Thanks, that's actually my next step.


----------



## crackers8199 (Dec 9, 2020)

have you gotten this to work? i've tried a micro USB ethernet adapter but it was only 10/100 so there is really no point as my wireless network is faster than that...gigabit would be a game changer though.


----------



## Tuckers (Feb 20, 2021)

Yes, I got it to work with external storage and the Ethernet adapter. It requires a powered sdapter. The speeds are over 300 mbps down and about 30up. Not much better than sick but I liked me the stability of Ethernet connection.


----------



## Tuckers (Feb 20, 2021)

I used the sub hub that was suggested.


----------



## crackers8199 (Dec 9, 2020)

Tuckers said:


> Yes, I got it to work with external storage and the Ethernet adapter. It requires a powered sdapter. The speeds are over 300 mbps down and about 30up. Not much better than sick but I liked me the stability of Ethernet connection.

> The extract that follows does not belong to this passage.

PR #1310, opened 2017-12-06
Fix readtable() in the presence of missing values

nalimilan:
It failed because of a name conflict introduced when porting from Null to Missing.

would it work with just the usb-c ethernet? i see no need for a hub really, i'm not looking to add storage right now just want gigabit ethernet to stream the high bitrate media i have from my plex server...


----------



## Tuckers (Feb 20, 2021)

Yes, I originally set it up for additional external storage and I used a usbc adapter with a 64gb usb thumb drive.


----------



## Tuckers (Feb 20, 2021)

I have not tried just the hand Ethernet so I am not sure but I have read that if going We a usbc adapter with a usb Ethernet adapter it should work. I believe ugreen is the brand of Ethernet adapter used.


----------



## 241705 (Mar 9, 2010)

crackers8199 said:


> ...just want gigabit ethernet to stream the high bitrate media i have from my plex server...


Ethernet speeds on the TS4K are limited by the hardware's USB-2 chipset, so that wired ethernet speeds top out around 350 Mbps. That should be more than enough for any streaming, though.


----------